ASSIGNMENT: "different" is the word to look for; copy each line of the listing where it occurs.

INPUT DATA:
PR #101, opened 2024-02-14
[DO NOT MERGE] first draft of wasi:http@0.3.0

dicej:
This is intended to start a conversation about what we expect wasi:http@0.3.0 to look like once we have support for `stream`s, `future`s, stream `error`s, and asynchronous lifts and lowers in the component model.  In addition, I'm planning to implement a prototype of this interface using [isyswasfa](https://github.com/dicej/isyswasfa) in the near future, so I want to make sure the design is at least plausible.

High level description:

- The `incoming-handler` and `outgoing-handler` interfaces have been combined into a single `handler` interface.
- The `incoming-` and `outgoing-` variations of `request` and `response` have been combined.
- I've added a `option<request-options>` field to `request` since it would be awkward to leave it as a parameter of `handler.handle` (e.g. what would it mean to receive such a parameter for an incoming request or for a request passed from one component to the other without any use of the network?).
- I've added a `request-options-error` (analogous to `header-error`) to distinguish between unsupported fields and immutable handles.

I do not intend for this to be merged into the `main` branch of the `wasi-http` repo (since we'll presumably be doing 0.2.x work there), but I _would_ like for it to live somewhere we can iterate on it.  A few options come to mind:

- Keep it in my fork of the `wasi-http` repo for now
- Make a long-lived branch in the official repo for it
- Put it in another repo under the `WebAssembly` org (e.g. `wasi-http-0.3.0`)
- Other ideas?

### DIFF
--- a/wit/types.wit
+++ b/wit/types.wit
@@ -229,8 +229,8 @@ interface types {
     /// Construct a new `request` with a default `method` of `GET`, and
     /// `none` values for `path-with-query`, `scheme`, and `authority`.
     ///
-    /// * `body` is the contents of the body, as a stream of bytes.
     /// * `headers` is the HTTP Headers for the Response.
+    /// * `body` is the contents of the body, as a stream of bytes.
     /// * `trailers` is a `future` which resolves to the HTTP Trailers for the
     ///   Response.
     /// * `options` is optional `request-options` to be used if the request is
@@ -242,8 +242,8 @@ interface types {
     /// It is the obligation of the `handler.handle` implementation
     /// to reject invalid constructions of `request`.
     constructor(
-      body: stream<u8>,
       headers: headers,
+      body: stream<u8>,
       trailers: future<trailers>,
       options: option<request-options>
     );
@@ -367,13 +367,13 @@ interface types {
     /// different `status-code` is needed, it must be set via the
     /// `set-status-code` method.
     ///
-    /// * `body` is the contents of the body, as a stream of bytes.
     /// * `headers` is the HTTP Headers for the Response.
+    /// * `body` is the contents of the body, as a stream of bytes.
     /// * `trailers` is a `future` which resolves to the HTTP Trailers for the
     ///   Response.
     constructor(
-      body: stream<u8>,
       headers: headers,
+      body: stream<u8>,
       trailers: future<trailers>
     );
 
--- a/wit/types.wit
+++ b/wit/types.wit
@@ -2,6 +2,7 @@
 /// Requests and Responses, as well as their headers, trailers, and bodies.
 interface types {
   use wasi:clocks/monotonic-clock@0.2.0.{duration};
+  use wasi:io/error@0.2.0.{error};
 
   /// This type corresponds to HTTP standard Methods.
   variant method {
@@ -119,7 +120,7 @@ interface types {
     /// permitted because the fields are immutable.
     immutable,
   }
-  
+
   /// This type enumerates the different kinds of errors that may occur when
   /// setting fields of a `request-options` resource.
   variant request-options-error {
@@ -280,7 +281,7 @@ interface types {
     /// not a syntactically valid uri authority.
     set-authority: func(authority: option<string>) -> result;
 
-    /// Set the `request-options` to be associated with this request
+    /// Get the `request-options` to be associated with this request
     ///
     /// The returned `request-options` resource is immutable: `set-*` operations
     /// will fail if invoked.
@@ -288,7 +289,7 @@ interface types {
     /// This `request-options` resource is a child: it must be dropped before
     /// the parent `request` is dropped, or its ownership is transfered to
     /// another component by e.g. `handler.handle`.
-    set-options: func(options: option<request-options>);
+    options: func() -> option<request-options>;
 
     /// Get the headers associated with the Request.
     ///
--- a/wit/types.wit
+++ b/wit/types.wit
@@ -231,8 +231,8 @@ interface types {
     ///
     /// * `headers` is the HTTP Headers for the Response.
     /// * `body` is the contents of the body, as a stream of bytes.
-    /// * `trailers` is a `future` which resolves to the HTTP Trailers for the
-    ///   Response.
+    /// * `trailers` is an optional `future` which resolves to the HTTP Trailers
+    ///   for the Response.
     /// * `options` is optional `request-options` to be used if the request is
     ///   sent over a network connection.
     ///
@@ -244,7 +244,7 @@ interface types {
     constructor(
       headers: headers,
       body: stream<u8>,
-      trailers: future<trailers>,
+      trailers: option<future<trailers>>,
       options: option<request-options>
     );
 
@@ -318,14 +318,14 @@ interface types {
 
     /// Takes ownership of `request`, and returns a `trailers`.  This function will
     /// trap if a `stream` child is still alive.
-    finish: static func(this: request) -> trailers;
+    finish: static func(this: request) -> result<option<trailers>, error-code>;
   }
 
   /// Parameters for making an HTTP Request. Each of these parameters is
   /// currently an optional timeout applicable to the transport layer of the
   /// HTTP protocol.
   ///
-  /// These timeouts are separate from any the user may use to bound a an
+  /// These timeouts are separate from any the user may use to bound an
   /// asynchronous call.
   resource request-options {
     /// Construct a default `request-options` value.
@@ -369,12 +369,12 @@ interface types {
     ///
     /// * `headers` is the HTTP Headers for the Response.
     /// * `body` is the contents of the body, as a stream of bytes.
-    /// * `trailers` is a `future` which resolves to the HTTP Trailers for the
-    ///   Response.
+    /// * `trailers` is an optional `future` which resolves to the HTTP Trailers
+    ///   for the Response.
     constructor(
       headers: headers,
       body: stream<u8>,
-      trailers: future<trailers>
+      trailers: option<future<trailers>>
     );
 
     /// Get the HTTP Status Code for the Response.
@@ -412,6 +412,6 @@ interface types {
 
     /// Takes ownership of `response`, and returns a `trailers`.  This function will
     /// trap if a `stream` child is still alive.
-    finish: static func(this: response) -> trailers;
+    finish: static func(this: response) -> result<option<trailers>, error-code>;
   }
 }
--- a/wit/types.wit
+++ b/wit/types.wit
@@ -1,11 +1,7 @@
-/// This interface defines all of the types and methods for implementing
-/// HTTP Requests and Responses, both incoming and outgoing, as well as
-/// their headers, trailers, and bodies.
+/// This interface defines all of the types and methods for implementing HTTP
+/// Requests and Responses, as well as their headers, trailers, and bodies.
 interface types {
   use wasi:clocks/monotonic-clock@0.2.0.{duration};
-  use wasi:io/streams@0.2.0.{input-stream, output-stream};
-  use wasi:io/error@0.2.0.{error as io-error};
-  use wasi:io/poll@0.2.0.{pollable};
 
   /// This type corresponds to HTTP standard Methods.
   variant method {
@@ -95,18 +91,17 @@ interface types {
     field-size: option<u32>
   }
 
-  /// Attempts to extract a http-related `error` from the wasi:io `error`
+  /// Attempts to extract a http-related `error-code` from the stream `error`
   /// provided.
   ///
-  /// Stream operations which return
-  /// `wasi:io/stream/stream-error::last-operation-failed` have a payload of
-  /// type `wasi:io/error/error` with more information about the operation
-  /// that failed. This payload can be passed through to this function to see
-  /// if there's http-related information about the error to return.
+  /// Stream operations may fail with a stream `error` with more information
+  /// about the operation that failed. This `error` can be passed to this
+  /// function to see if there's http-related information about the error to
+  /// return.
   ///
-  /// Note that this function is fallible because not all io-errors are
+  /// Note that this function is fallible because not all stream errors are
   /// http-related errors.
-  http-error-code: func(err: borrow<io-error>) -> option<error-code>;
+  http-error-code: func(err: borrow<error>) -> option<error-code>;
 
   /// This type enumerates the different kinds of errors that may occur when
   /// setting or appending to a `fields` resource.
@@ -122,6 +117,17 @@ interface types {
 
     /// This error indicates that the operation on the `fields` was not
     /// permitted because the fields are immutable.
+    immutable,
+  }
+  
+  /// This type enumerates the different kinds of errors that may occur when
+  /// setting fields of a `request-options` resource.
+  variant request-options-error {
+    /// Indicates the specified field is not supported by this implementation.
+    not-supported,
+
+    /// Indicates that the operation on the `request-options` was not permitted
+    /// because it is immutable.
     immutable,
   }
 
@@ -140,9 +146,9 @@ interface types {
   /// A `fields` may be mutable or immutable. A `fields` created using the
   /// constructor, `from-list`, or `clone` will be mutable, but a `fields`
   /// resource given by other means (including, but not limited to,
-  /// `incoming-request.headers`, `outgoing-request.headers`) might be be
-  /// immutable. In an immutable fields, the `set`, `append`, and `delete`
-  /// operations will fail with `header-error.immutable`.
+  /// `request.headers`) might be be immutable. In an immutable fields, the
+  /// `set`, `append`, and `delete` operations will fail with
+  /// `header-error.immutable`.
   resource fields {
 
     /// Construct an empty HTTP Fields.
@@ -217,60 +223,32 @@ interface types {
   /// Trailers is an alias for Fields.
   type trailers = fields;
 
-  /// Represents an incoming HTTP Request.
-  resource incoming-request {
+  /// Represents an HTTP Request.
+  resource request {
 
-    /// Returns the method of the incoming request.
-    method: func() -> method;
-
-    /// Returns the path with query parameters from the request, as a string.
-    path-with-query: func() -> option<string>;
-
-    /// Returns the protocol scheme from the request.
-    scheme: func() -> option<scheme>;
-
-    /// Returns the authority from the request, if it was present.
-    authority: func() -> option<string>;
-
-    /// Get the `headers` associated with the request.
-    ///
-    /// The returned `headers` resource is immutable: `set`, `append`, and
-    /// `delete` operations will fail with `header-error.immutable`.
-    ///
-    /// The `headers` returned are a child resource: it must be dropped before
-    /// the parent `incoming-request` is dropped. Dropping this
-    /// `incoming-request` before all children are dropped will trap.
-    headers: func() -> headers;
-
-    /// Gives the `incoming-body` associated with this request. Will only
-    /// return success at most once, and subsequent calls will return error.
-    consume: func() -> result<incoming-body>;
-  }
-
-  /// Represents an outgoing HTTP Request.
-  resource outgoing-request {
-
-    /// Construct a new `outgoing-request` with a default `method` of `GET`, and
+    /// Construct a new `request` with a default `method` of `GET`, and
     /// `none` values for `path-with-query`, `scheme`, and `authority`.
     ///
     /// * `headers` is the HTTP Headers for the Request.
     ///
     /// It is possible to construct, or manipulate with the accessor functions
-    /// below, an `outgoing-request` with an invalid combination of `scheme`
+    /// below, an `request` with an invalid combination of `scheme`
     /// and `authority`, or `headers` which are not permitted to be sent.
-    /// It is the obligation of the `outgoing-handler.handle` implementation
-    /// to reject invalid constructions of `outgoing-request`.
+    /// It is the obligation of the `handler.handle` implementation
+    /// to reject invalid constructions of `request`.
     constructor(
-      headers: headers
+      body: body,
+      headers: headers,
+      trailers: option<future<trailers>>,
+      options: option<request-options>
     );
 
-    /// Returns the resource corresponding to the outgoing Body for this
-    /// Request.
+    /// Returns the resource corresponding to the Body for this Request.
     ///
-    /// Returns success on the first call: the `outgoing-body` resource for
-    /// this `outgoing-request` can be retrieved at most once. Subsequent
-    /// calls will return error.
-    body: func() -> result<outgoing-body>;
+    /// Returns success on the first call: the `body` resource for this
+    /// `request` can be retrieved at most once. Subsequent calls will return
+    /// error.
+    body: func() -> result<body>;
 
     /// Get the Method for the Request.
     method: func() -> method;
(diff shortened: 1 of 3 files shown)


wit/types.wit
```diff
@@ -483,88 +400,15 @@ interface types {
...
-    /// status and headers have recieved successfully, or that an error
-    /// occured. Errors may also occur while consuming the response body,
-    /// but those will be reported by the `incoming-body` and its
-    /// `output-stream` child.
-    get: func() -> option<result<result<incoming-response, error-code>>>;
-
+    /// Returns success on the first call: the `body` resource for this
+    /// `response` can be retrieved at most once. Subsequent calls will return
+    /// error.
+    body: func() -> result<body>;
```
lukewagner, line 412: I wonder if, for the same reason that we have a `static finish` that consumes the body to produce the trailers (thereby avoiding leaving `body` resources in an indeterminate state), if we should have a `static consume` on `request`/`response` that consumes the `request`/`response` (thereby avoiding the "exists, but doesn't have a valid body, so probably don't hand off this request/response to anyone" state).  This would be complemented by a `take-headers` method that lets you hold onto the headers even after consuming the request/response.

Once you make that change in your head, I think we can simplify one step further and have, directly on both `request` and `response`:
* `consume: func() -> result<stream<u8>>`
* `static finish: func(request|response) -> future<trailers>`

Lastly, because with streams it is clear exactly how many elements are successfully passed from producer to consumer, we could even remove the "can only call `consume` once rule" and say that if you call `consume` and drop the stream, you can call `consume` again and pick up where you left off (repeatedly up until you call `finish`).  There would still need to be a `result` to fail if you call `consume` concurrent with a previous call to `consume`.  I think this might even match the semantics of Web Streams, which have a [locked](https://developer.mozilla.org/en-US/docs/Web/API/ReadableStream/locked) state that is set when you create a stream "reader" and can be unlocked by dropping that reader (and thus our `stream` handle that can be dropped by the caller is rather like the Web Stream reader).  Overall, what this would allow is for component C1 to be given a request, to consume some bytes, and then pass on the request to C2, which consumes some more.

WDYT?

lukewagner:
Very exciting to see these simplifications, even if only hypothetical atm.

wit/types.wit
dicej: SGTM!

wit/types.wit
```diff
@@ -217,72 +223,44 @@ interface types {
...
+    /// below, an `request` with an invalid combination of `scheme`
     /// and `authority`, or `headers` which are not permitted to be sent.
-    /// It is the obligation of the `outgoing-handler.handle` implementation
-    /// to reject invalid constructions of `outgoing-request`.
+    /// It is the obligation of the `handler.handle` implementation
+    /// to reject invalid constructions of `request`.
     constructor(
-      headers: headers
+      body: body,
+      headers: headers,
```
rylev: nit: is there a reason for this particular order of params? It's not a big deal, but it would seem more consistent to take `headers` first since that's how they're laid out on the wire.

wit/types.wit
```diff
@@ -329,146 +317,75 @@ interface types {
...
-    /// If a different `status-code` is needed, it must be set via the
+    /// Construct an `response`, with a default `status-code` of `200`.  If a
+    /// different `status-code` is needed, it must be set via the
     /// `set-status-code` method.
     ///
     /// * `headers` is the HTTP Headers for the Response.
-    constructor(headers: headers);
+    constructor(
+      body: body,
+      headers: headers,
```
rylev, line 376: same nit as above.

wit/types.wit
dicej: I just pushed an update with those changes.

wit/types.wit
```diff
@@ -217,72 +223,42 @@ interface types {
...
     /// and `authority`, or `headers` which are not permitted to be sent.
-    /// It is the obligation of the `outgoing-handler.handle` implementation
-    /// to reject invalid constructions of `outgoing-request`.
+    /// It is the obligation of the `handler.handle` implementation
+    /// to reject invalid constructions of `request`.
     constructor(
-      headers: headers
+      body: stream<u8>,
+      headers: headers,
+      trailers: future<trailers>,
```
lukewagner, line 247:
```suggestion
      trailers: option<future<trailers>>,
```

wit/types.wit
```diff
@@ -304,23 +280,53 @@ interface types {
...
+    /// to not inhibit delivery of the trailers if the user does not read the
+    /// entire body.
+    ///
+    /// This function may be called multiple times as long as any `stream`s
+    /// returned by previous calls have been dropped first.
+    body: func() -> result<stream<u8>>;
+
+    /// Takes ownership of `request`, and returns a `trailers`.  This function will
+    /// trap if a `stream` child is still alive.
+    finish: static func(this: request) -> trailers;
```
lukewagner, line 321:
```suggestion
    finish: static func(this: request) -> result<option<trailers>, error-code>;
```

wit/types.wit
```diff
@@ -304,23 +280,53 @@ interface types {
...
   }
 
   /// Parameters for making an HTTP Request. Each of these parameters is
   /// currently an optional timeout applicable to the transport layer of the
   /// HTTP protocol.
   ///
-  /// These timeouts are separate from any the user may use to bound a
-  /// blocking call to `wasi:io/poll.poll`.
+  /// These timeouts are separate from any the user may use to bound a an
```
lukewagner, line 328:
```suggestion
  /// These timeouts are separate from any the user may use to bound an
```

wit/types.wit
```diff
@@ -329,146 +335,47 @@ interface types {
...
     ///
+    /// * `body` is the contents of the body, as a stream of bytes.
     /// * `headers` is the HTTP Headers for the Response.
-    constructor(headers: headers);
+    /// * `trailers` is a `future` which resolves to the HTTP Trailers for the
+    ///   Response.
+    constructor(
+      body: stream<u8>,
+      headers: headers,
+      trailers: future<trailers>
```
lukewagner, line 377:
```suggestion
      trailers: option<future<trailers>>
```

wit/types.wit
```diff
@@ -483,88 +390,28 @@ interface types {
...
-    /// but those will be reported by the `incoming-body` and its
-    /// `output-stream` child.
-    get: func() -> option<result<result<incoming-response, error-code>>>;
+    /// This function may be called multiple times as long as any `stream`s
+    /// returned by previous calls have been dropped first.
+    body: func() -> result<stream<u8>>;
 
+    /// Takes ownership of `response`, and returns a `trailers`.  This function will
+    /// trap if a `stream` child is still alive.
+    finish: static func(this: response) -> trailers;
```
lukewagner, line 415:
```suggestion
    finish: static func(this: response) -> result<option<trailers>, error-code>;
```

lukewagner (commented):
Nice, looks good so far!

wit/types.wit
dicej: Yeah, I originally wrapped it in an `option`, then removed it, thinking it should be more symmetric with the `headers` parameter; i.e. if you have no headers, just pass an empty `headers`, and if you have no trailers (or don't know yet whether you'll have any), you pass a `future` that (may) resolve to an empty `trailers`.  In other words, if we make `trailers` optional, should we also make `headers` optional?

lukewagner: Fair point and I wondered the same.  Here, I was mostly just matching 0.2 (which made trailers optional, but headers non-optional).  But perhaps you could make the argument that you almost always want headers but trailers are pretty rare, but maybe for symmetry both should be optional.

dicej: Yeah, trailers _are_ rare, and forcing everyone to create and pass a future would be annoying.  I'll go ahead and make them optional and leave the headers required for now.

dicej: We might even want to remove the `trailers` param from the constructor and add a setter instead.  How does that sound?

* * *

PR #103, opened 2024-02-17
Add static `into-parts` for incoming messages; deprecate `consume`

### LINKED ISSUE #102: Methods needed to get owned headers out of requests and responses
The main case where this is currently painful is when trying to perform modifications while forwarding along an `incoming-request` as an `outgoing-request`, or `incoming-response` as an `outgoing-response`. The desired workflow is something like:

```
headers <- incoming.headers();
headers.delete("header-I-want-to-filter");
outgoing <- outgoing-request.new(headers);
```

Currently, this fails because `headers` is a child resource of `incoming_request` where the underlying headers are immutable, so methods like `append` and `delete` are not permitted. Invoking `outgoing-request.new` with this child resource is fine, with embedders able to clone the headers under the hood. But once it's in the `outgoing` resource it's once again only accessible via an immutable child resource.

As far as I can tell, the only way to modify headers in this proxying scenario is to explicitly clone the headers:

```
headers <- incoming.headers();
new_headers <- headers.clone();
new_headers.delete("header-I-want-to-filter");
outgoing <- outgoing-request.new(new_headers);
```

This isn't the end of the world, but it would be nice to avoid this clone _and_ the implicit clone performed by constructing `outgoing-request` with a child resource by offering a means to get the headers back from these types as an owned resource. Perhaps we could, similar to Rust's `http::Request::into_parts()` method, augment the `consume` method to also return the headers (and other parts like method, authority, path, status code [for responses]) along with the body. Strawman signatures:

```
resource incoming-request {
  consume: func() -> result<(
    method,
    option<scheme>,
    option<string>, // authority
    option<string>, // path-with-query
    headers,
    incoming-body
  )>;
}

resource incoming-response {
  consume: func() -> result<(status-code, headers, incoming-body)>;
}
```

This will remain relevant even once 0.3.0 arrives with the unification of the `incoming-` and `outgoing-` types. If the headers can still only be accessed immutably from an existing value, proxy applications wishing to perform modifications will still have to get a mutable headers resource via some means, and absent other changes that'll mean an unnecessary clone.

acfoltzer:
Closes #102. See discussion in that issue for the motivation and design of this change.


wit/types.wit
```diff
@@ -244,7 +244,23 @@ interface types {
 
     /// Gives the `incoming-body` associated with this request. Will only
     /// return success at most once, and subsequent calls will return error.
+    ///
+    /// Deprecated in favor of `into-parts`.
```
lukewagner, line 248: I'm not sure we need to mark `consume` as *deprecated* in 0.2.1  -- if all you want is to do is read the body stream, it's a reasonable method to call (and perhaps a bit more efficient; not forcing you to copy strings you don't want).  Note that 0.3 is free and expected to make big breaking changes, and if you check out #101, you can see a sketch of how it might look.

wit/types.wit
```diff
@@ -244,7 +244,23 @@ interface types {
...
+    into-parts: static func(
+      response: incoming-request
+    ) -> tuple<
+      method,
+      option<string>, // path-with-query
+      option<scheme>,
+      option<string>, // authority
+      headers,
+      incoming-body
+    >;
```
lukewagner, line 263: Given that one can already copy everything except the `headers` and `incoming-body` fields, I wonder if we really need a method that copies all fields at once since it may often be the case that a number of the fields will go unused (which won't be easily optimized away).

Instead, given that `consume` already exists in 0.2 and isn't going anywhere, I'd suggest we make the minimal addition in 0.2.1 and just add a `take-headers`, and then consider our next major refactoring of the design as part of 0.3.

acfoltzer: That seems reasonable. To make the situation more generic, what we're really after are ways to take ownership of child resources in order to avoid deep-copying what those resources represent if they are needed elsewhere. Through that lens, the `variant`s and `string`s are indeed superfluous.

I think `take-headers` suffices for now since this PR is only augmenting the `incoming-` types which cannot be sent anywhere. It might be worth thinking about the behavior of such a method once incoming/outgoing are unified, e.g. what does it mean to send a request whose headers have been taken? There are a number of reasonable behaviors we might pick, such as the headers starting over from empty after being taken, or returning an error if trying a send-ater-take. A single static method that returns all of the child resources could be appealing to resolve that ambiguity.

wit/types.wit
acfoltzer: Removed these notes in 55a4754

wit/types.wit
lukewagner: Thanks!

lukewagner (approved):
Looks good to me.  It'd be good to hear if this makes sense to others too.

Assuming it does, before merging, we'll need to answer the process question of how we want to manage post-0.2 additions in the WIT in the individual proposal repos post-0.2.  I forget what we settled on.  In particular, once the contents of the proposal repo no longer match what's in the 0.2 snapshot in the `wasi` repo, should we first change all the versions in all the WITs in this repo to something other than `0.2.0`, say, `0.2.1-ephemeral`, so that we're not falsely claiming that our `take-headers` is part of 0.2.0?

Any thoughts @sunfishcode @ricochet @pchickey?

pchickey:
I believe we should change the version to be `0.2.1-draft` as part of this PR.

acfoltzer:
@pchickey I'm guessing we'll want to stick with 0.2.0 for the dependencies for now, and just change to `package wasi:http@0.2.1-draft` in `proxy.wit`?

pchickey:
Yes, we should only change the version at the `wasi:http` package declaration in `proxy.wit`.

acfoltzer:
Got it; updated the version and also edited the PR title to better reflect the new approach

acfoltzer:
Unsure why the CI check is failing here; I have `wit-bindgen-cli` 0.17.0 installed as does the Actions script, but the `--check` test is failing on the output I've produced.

ANSWER:
     /// different `status-code` is needed, it must be set via the
   /// This type enumerates the different kinds of errors that may occur when
   /// This type enumerates the different kinds of errors that may occur when
+  /// This type enumerates the different kinds of errors that may occur when
-    /// If a different `status-code` is needed, it must be set via the
+    /// different `status-code` is needed, it must be set via the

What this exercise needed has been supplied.